La questione cambia, però, nel caso in cui l'aspirante suicida si identifichi in una persona affetta da una patologia irreversibile, fonte di sofferenze fisiche o psicologiche, che trova assolutamente intollerabili, la quale sia tenuta in vita a mezzo di trattamenti di sostegno vitale, ma resti capace di prendere decisioni libere e consapevoli.
In tali casi, l'assistenza di terzi nel porre fine alla vita può presentarsi al malato come l'unico modo per sottrarsi, secondo le proprie scelte individuali, a un mantenimento artificiale in vita non più voluto e che egli ha il diritto di rifiutare in base all'art. 32, secondo comma, Cost.
La Legge n. 219 del 2017 riconosce ad ogni persona capace di agire il diritto di rifiutare o interrompere qualsiasi trattamento sanitario, ancorché necessario alla propria sopravvivenza, comprendendo espressamente nella nozione anche i trattamenti di idratazione e nutrizione; diritto inquadrato nel contesto della relazione di cura e fiducia tra paziente e medico, medico che è tenuto a rispettare la volontà espressa dal paziente di rifiutare il trattamento sanitario o di rinunciare al medesimo.
La legislazione in vigore non consente al medico di mettere a disposizione del paziente che versi nelle condizioni di cui sopra trattamenti diretti, non già ad eliminare le sue sofferenze, ma a determinarne la morte.
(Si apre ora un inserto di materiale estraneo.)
PR #237, opened 2022-02-09
feat(bootloader): writing to flash

amitlissack:
This PR adds code to erase flash and then write to it in response to CAN messages.

It makes the assumption that the bootloader will reside at 0x0800000 and the application will reside at 0x08008000. That means that the first 32kb of flash are for the bootloader.

This is not consistent with how the subsystems are currently configured. Nor is it certain that this is how we'll partition flash.

All that is to say that this code will be useful after future PRs.


bootloader/core/util.c
```diff
@@ -78,3 +78,43 @@ uint16_t compute_checksum(const uint8_t * begin, const uint8_t * end) {
...
+ *
+ * Writes to G4 and L5 flash happen in 64 bit data increments.
+ * @param address The starting flash address
+ * @param buffer A byte buffer
+ * @param length Length in bytes of the buffer.
+ * @param callback A callback that will be called for each 64 bit address
+ * @return True on success
+ */
+bool dword_address_iter(uint32_t address, const uint8_t * buffer, uint8_t length, address_iter_callback callback) {
+    if (!buffer || length <= 0) {
```
DerekMaggio, line 95: What does `!buffer` mean in this context. Is this a conditional like `not variable` in python?
If so are you just verifying that it is not 0?

bootloader/firmware/updater.c
```diff
@@ -0,0 +1,99 @@
+#include "platform_specific_hal_conf.h"
+#include "bootloader/core/updater.h"
+#include "bootloader/core/util.h"
+#include "bootloader/firmware/constants.h"
+
```
DerekMaggio, line 5: Why is this file a .c file instead of a .cpp file? 
Is it because this is a HAL and it needs to be in c?

DerekMaggio (commented):
I left some questions.
For sure not qualified to approve.

bootloader/core/util.c
```diff
@@ -78,3 +78,43 @@ uint16_t compute_checksum(const uint8_t * begin, const uint8_t * end) {
...
+            // Clear word.
+            double_word = 0;
+            // Increment address
+            address += sizeof(uint64_t);
+        }
+        // The number of bytes to shift.
+        int shift_bytes = sizeof(uint64_t) - (double_word_index + 1);
+        int shift_amount = shift_bytes * 8;
+        // Or the shifted byte into the double word
+        double_word |= ((uint64_t)buffer[i] << shift_amount);
```
DerekMaggio, line 115: Is this what is adding the word to the double word? 
If so, what is the bitwise OR doing?

bootloader/core/util.c
DerekMaggio: Is there a reason that you don't use `!=0`?

bootloader/firmware/updater.c
amitlissack: In order to keep the binary small, all the bootloader code is to be written in C.

bootloader/core/util.c
```diff
@@ -78,3 +78,43 @@ uint16_t compute_checksum(const uint8_t * begin, const uint8_t * end) {
...
+ * @param buffer A byte buffer
+ * @param length Length in bytes of the buffer.
+ * @param callback A callback that will be called for each 64 bit address
+ * @return True on success
+ */
+bool dword_address_iter(uint32_t address, const uint8_t * buffer, uint8_t length, address_iter_callback callback) {
+    if (!buffer || length <= 0) {
+        return true;
+    }
+    uint64_t double_word = 0;
```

Di conseguenza, il paziente, per congedarsi dalla vita, è costretto a subire un processo più lento e più carico di sofferenze per le persone che gli sono care.
La conclusione è che entro lo specifico ambito considerato, il divieto assoluto di aiuto al suicidio finisce per limitare ingiustificatamente nonché irragionevolmente la libertà di autodeterminazione del malato nella scelta delle terapie, comprese quelle finalizzate a liberarlo dalle sofferenze, scaturente dagli art. 2, 3 e 32, secondo comma, Cost., imponendogli, in ultima analisi, un'unica modalità per congedarsi dalla vita.
Appare evidente che, in assenza di una specifica disciplina in materia, qualsiasi soggetto, anche non esercente una professione medica, potrebbe lecitamente offrire, a casa propria o a domicilio, per spirito filantropico o a pagamento, assistenza al suicidio a pazienti che lo desiderino, senza alcun controllo ex ante sulla effettiva sussistenza della loro capacità di autodeterminarsi, del carattere libero e informato della scelta espressa e dell'irreversibilità della patologia di cui sono affetti.
Occorre, quindi, adottare opportune cautele affinché l'opzione della somministrazione di farmaci in grado di provocare in breve tempo la morte del paziente, non comporti il rischio di una prematura rinuncia, da parte delle strutture sanitarie, a offrire sempre al paziente medesimo concrete possibilità di accedere a cure palliative diverse dalla sedazione profonda continua.
Tali cautele sono contenute all'interno dell'art. 1, comma 5, della Legge n. 219 del 2017, il quale introduce una procedura diretta proprio alla verifica medica della sussistenza dei presupposti in presenza dei quali una persona possa richiedere l'aiuto al suicidio. La manifestazione di volontà deve essere acquisita nei modi e con gli strumenti più consoni alle condizioni del paziente, e documentata in forma scritta o attraverso videoregistrazioni o attraverso dispositivi che consentano di comunicare, per poi essere inserta all'interno di una cartella clinica, fermo restando la possibilità per il paziente di modificare le proprie volontà.
Il medico deve, inoltre, prospettare al paziente le conseguenze di tale decisione e le possibili alternative, promuovendo ogni azione di sostegno al medesimo paziente, anche avvalendosi dei servizi di assistenza psicologica.
Infine, la verifica delle condizioni che rendono legittimo l'aiuto al suicidio deve restare affidata a strutture pubbliche del servizio sanitario nazionale. A queste ultime spetta anche la verifica delle modalità di esecuzione che debbono essere tali da evitare abusi in danno di persone vulnerabili, da garantire la dignità del paziente e da evitare al medesimo sofferenze.
Concludono i giudici affermando che la delicatezza dei valori in gioco richiede anche l'intervento di un organo collegiale terzo, munito delle adeguate competenze, che possa garantire la tutela di situazioni di particolare vulnerabilità, ovvero il comitato etico territorialmente competente, investito di funzioni consultive intese a garantire la tutela dei diritti e dei valori della persona in confronto alle sperimentazioni cliniche di medicinali e all'uso di dispositivi medici.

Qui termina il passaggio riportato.